Vivre et travailler en Seine-Saint-Denis

Aujourd’hui, Rémy Chevillard, tout en assurant sa mission au théâtre du Colombier, tourne avec Roméo et Juliette. C’est en mode bal populaire, en faisant danser le public et en ponctuant le tout de digressions sur l’amour à partir des premiers émois amoureux, que cette relecture de Shakespeare se déroule. Cette rencontre inattendue entre le théâtre classique et la danse, le texte et la musique, le public et les acteurs, est l’occasion à chaque représentation de passer une play-list allant de Piaf à Brel, en passant par Stromae, Django Reinhardt et Eminem. Autant dire que le public ravi, joue le jeu à fond et à l’issue de la représentation, les yeux brillent. Un autre spectacle, – créé en 2018 – dont la mise en scène a également été assurée par lui, continue son petit bonhomme de chemin en France, en Suisse et en Belgique. A partir d’un monologue écrit par Jean-Pierre Siméon, « Stabat Mater Furiosa », le metteur en scène l’a découpé pour en faire un chœur de sept femmes, représentant toutes les femmes du monde depuis la nuit des temps. Sept femmes, – filles, sœurs, mères, épouses, amantes– se tiennent debout pour nous dire leur colère face aux hommes en armes qui n’ont pour argument que la violence et la mort. Ce spectacle, chorégraphié en hommage à Pina Bausch, est porté par l’Atelier Acte II basé à Coye-la-Forêt (Oise). C’est peu dire, par les temps qui courent, qu’il résonne avec force auprès des spectateurs.

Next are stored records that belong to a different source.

PR #742, opened 2020-12-08
Fix local build

bwbohl:


utils/guidelines_xslt/odd2html/guidelines.xsl
```diff
@@ -129,6 +129,9 @@
     <xsl:template match="tei:gi" mode="guidelines">
         <xsl:variable name="text" select="string(text())" as="xs:string"/>
         <xsl:choose>
+            <xsl:when test="@scheme = 'TEI' and doc-available('https://tei-c.org/release/doc/tei-p5-doc/en/html/ref-' || $text || '.html')">
+                <a class="link_odd_elementSpec" href="https://tei-c.org/release/doc/tei-p5-doc/en/html/ref-{$text}.html">tei:<xsl:value-of select="$text"/></a>
+            </xsl:when>
             <xsl:when test="$text = $elements/@ident">
```
bwbohl, line 135: @kepper this seems to be the problem as e.g. 'moduleRef' is not included in `$elements/@ident`

kepper: as mentioned on slack, this is triggered by the two `<gi scheme="TEI">` elements in here: https://github.com/music-encoding/music-encoding/blob/85b9a03258ddb826bf1816712633568f90cbae31/source/docs/14-integration.xml#L122. However, the lines you brought up from the XSLT resolve that perfectly well on my machine. Only thing I can imagine is that the `doc-available()` function fails in that context, as it may not have access to outside ressources. We could drop that link entirely, or drop the test whether that page exists.

kepper: or, of course, try to make `doc-available()` work as expected (assuming that this indeed is the showstopper…)

bwbohl: yes it indeed is the showstopper ;-/
if I remove doc-available from the test and put it in a message it returns false, even running locally on ubuntu 20.04.1

bwbohl: unparsed-text-available returns true though

bwbohl: @kepper are you ok to change that?

kepper:
thanks @bwbohl 👍  🎉

utils/guidelines_xslt/odd2html/guidelines.xsl
kepper: This is changed, no? https://github.com/music-encoding/music-encoding/blob/e02b5fe1f700ff3df0b1e57ceafc2ec8af39e024/utils/guidelines_xslt/odd2html/guidelines.xsl#L132 
Am I missing something (perfectly possible…), or is this just a delayed message?

PR #743, opened 2020-12-08
fix TEI link-check in building guidelines HTML

bwbohl:
due to unclear reasons doc-available fails on the TEI website using the commandline saxon via ant; this commit switches to unparsed-text-available function which returns true


bwbohl:
closes #742

PR #746, opened 2020-12-08
remove schemata from repository

### LINKED ISSUE #677: Schema update via Travis or GitHub Actions
It seems that the schema available in https://github.com/music-encoding/music-encoding/tree/develop/schemata are not up to date. Isn’t it expected to have them build / updated on every commit to develop?

bwbohl:
the build artifacts are now automatically published at https://github.com/music-encoding/schema to avoid confusion they have to be deleted here

closes https://github.com/music-encoding/music-encoding/issues/677


kepper (approved):
They should go out of here, yes. The links over at https://github.com/music-encoding/music-encoding.github.io/blob/master/resources/schemas.md#mei-40-schemas are already pointing to the new location, so this is good to go, I believe…

Issue #675, opened 2020-06-16
Update meiversion list


lpugin:
The develop version of the schema restricts /mei@meiversion to 4.0.0 and 4.0.1. This is not accurate and it would probably be wise to have a way to distinct files validated against a develop version of the schema that it not version 4.0 anymore. (This is currently a problem for Verovio because it cannot make the distinction between the type of files being passed to it. However, this is probably a problem not only for Verovio, which is the reason why I am opening an issue.)

kepper:
since we're looking at a v5 at some point, I'd recommend to allow something like a regex expressing something like `>=5.0.0-0 <5.0.0` (see https://jubianchi.github.io/semver-check/#/%3E%3D5.0.0-0%20%3C5.0.0/5.0.0-0). Eventually, this means we'd have to increment the last digit with each commit, which seems rather impractical. Not sure yet what to do…

ahankinson:
Would it make sense to set the value of meiversion to just the major, or possibly major.minor? “5” or “5.0”?

kepper:
I would say we should set it to something pre-5, but post-4. However, I'm not sure how where this should be validated – in the data, or in an application. Should we have only one single value in the schema for pre-5, or shall we be more specific? I think for all subsequent releases of 5, we need to be specific, but one should perhaps not expect a huge amount of consistency of an explicit dev version, right?

lpugin:
Something like "5.0.0-dev" would be appropriate in my opinion. I don't think we can reasonably have a version number (5.0.0-0) for each commit, even though strictly speaking this would be better.

lpugin:
Anybody opposed to "5.0.0-dev"? If not I am happy to prepare a PR for this.

rettinghaus:
If I'm not wrong, we're still fixing bugs for a minor release. @bwbohl? @kepper?

lpugin:
I think you are wrong. We already had several PR merged that introduced modifications (mostly additions) to the schema.

rettinghaus:
But we have a `MEI 4.1.0` milestone and a `MEI 5.0.0` milestone.

lpugin:
Correct. As far as I can see we have no corresponding branches, and 66 issues with no milestone. Things become quite difficult to track....

bwbohl:
> Correct. As far as I can see we have no corresponding branches, and 66 issues with no milestone. Things become quite difficult to track....

[...]

PR #747, opened 2020-12-08
Set `@meiversion`default value to 4.0.1-dev

bwbohl:


lpugin:
Version number should be `4.1.0-dev` or `5.0.0-dev` depending on @kepper analysis of the current status of the branch. See https://github.com/music-encoding/music-encoding/issues/675#issuecomment-734853336

source/modules/MEI.shared.xml
```diff
@@ -1855,7 +1855,7 @@
     <attList>
       <attDef ident="meiversion" usage="opt">
         <desc>Specifies a generic MEI version label.</desc>
-        <defaultVal>4.0.1</defaultVal>
+        <defaultVal>4.0.1-dev</defaultVal>
```
lpugin, line 1858: Can we have a default value that is not in the closed list? This does not make sense to me.

bwbohl: yeah you're right, missed that

lpugin: Since 4.0.1-dev is already out it should be 4.1.0-dev or 5.0.0-dev, shoudn't it?

kepper: @lpugin is right, but we'll always have that problem – our `dev`-version will always be named in relation to something that comes after the thing we know the name of. The only solution I see at this point is to add all potential successors to the list of allowed values, so basically something like
```xml
<valList type="closed">
  <valItem ident="4.0.2-dev">
    <desc>Potential bugfix release 4.0.2</desc>
  </valItem>
  <valItem ident="4.1.0-dev">
    <desc>Potential minor release 4.1.0</desc>
  </valItem>
  <valItem ident="5.0.0-dev">
    <desc>Potential first release of MEI 5</desc>
  </valItem>
</valList>
```
While we work on the schema, we can escalate those levels – as long as we have only bugfixes, our `defaultVal` will be `4.0.2-dev`. When we have sufficiently complex changes, we will take out the 4.0.2 and 4.1.0 options one after another. When we do a release, we just pick the smallest value still available. It seems arguable to keep the 4.0.0 and 4.0.1 releases in the list, as long as we don't break compatibility. At the same time, I like to be strict about the dev version… Thoughts?

kepper: Regarding the question of whether we do a `4.1.0` or a `5.0.0` now – I'm still in favor of having a clean 5 now. Yes, the changes aren't dramatic, but there are some things which aren't allowed anymore, beyond bugfixes. The only thing that let's me hesitate is that we don't have the PDF yet, and I would prefer to have that together with the next major release. We could delay the release by a couple of weeks now, or we do a 4.1 now, where I feel less urged to have the PDF in place. However, this is dangerously close to http://sentimentalversioning.org/, and I certainly don't want to get there. Actually, I like the idea of an automated comparison with the previous release to decide about the severity of changes. I did that with the tool that generated https://music-encoding.org/archive/comparison-4.0.html, and it spotted a small number of breaking changes. In order to avoid sentiments in this, I think that even a single such change on an element that's barely ever used has to trigger a new major release. Comments?

lpugin: I don't think potential bug fixes should be included in the develop branch. What we currently have in develop should never become 4.0.2. If we make a bug fix, we take master and then integrate the bugfix from master into develop.

bwbohl:
evidence shows that 5.0.0-dev is the way to go ;-)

Primé lors d’un festival de théâtre amateur à Tours, il a reçu la reconnaissance des milieux professionnels pour sa qualité de jeu et de mise en scène.

Installé depuis une dizaine d’années à Montreuil où ses deux enfants sont scolarisés, Rémy a la chance de se rendre à son travail à pied ou en vélo. « La Seine-Saint-Denis n’est pas qu’une banlieue, assure-t-il. Elle a acquis complètement son autonomie. » Homme de spectacle, il souligne l’importance du réseau de cinémas qui irriguent le département. Partagé entre le Méliès à Montreuil, et le Cin’Hoche à Bagnolet, il a le choix ! « Quant au théâtre, entre la MC93, le TPM de Montreuil et bien d’autres salles, en tant que professionnel, Paris n’est plus du tout mon centre. J’ai trouvé à m’épanouir complètement ici ! » A son tour, affaire de transmission familiale, Rémy continue à chanter des chansons du répertoire français à ses enfants, et lui à qui son père a lu les Trois Mousquetaires et bien d’autres classiques, reprend le flambeau auprès de Mathilde et Arthur. « C’est quelque chose que j’ai conservé, avec beaucoup d’amour, de mon enfance et que j’essaye, à mon tour de retransmettre à mes enfants.»